Here’s how it happened:
My dad was in a March Madness fantasy player draft every year and decided to bring me along in March of 1999. If you’ve had the joy of playing in the contest we run on this site, you can thank this draft for putting the kernel of the idea in my head many years ago.
One of the regular participants couldn’t make the draft, but still wanted to have a team. My dad volunteered that I could draft for him, after all, I probably watched more college hoops than any of them. The missing participant quipped over the phone that he’d finished last several years running. Surely, I couldn’t be any worse than him. The other guys allowed it, with a watchful eye.

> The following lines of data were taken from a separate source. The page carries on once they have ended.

PR #1132, opened 2017-04-10
Fix fixtures, script, context, frame, add tests

azaroth42:
This adds checks for the manifest frame to the extent possible, based on the existing fixtures.
Also fixes the fixtures.

### DIFF
--- a/scripts/build_prezi21_tests.py
+++ b/scripts/build_prezi21_tests.py
@@ -1,0 +1,366 @@
+import os, sys
+from iiif_prezi.factory import ManifestFactory
+try:
+	from collections import OrderedDict	
+except:
+	try:
+		from ordereddict import OrderedDict
+	except:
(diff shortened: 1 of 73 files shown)


azaroth42:
Ping?

zimeon:
The changes look sensible. I note that when I run `build_prezi21_tests.py` manifests 6 and 64 are changed from the github version and don't pass `scripts/check_jsonld.py` -- is that intentional?

azaroth42:
@zimeon Do you have the most recent iiif_prezi installed with the bug fixes that make 6 and 64 possible to build?

zimeon:
@azaroth42 - I confirm that with the latest `iiif-prezi` I also get no changes to the fixture manifests on running `build_prezi21_tests.py` (except for 2 blank lines removed in 64), and that `scripts/check_jsonld.py` is happy.

PR #1136, opened 2017-04-12
Vatican promo

srabun:
News item: http://vatican_promo.iiif.io/news/2017/04/12/vatican-conference/

All sponsors added to event pages

Homepage news link updated


azaroth42:
Travis complaining about the markdown?

srabun:
@azaroth42 looks like it was an issue with the tag on line 5. Should be fixed now..

PR #1141, opened 2017-04-14
added to event materials that the events will be conducted in English

srabun:
Specifying that all events in the Vatican will be conducted in English.

http://events_english.iiif.io/news/2017/04/12/vatican-conference/

http://events_english.iiif.io/event/2017/vatican/


jpstroop:
👍

mikeapp:
👍

PR #1148, opened 2017-05-02
letter to dams

srabun:
letter to DAMS: http://dams_letter.iiif.io/news/2017/05/01/letter-to-dams/

### DIFF
--- a/source/_posts/2017-05-01-letter-to-dams.md
+++ b/source/_posts/2017-05-01-letter-to-dams.md
@@ -30,38 +30,38 @@ Thank you for your consideration.
 
 Sincerely,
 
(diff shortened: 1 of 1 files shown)


azaroth42:
On the museum call today there was discussion about the ordering of the names.  Currently they're simply chronological with us first, and the most recent signer last.  That's not ideal -- could we alphabetize them, and add the location of each museum more consistently after the name?

(@mikeapp)

azaroth42:
:+1:

srabun:
thanks @azaroth42 ! @mikeapp

mikeapp:
👍

Issue #1170, opened 2017-05-30
Typo in Presentation API 2.1 for Image profile URI


azaroth42:
Spotted by @regisrob, in two examples the URI for the Image API profile level is `http://iiif.io/api/image/2/profiles/level2.json` rather than what it should be: `"http://iiif.io/api/image/2/level2.json`

Thanks Regis!

regisrob:
:wink:

zimeon:
Thanks @regisrob !

PR #1171, opened 2017-05-30
fix profile URIs

azaroth42:
NOTE WELL: This change is very late breaking, but completely trivial.


zimeon:
:+1: well spotted @azaroth42 ! 

(One might argue that both or neither example should use `{{ site.image_api.latest.major }}` but I suspect the mix is bigger than just this issue...)

azaroth42:
Closes #1170

mikeapp:
👍

Issue #417, opened 2014-10-15
Visiting the iiif.io site over https causes the site not to work


aeschylus:
I get "this webpage is not available" in Chrome.

azaroth42:
Propose to use a Lets Encrypt cert and have both http and https serve the same content directly (rather than redirecting).
See: https://letsencrypt.org/

jpstroop:
Is this approach to help w/ backward compatibility? Why not redirect?

Should we create an issue for the 3.x.x APIs to change URIs for the context, etc. to https?

azaroth42:
Redirecting out of https to http seems not ideal. But our URIs are all HTTP, for contexts and other identifiers. And lots of redirects will just slow down the site with more requests.

Hopefully http2 will be firmly in place by the time we get to 3.x and the http/https distinction will be irrelevant (everything will be +s)

zimeon:
I think for now we should make both http and https work for the whole website, no redirects.

At some stage in the future (perhaps 3.x) we should make all URIs https. My sense from reading <https://httpwg.github.io/specs/rfc7540.html#discover-http> is that this is good even if http/2 has caught on, but perhaps the solution for dealing with http will be upgrade and not redirect? Anyway for now we kick that down the line a bit

jpstroop:
> At some stage in the future (perhaps 3.x) we should make all URIs https.

#601. 

Since breaking changes for auth and search are still allowed, should we make those HTTPS now?

zimeon:
I think it would be good to make all new URIs https... provided they work

azaroth42:
I think it would be confusing to have some http and some https ... people would get them round the wrong way. Better to be consistent when there's no technical requirement to be divergent, IMO.

zimeon:
This is still the case, https://iiif.io/ does not work. Current best practice is to make all websites natively https, with http open just to redirect.

azaroth42:
⬆️

zimeon:
Moved to https://github.com/IIIF/iiif-root-website/issues/11 . Closing

PR #1178, opened 2017-06-18
use https version of Google Fonts

mejackreed:


azaroth42:
Is there an issue for this? Both in terms of github issue, and technical problem that this solves?

mejackreed:
There is no GitHub issue for this.

In reference to the technical problem that it solves, it seems that as a website using external resources loaded in a user's browser (iiif.io), using the HTTPS protocol version of that resource is a responsible future proof choice.

If this is problematic, feel free to close.

zimeon:
:+1: Will be required for #417 (which hopefully will happen sooner rather than later). I don't see a reason to delay going ahead with this but will wait for another opinion

zimeon:
Moved to https://github.com/IIIF/website/issues/35

Issue #1182, opened 2017-06-25
switch all calls to zoom


srabun:
IIIF Call connection info beginning July 1:
·         IIIF Bi-weekly Community Call - https://stanford.zoom.us/j/356715389
o   Meeting ID: 356 715 389
·         A/V https://stanford.zoom.us/j/538552143
o   Meeting ID: 538-552-143
·         Discovery: https://stanford.zoom.us/j/829945399
o   Meeting ID: 829-945-399
·         Museums https://stanford.zoom.us/j/633505839
o   Meeting ID: 633-505-839
·         Manuscripts: https://stanford.zoom.us/j/674108679
o   Meeting ID: 674-108-679
·         Newspapers: https://stanford.zoom.us/j/948530998
o   Meeting ID: 948-530-998
·         Software devs: https://stanford.zoom.us/j/641742844
o   Meeting ID: 641-742-844
·         Mirador call: https://stanford.zoom.us/j/168558439
o   Meeting ID: 168-558-439
·         Mirador Developers Standup - https://stanford.zoom.us/j/340409741
o   Meeting ID: 340 409 741
·         Text Granularity – TBD – please complete the doodle poll for scheduling: http://doodle.com/poll/e49ru9sk4hwanavy

srabun:
Branch: changing_to_zoom

zimeon:
Fixed by #1184

PR #1184, opened 2017-06-27
updated events page and added page for Toronto

srabun:
see: http://update_events.iiif.io/event/

and: http://update_events.iiif.io/event/2017/toronto/


azaroth42:
Inner heading still says The Hague :)

zimeon:
Do you want to push it out with "Goes here" in the TOC?

jpstroop:
That should get replaced by a macro when the Markdown is converted, unless the Markdown is broken somewhere (on my phone, can't really see).

srabun:
I just didn't change the first heading. It should be fixed now. I do blame jetlag in Australia.

zimeon:
Changes look good and also include bluejeans->zoom changes, fixes #1182

PR #1189, opened 2017-07-10
added text granularity group info

srabun:
added text group info to:

http://text_group.iiif.io/community/groups/
http://text_group.iiif.io/community/groups/text-granularity/
http://text_group.iiif.io/community/groups/text-granularity/charter/


mikeapp:
👍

They definitely raised an eyebrow later in the proceedings when I drafted two players from a little school called Gonzaga.
To this day, I couldn’t tell you why I did that. Funny sounding school name? Maybe I saw Minnesota, their first round opponent, lose earlier that season. Whatever the reason, I left that draft with a vested interest in the boys from Spokane. That turned out perfectly, as the Zags made a run to the Elite Eight. The guy whose team I drafted slipped me a $20 bill the next time I saw him and I’ve been a diehard Gonzaga fan ever since.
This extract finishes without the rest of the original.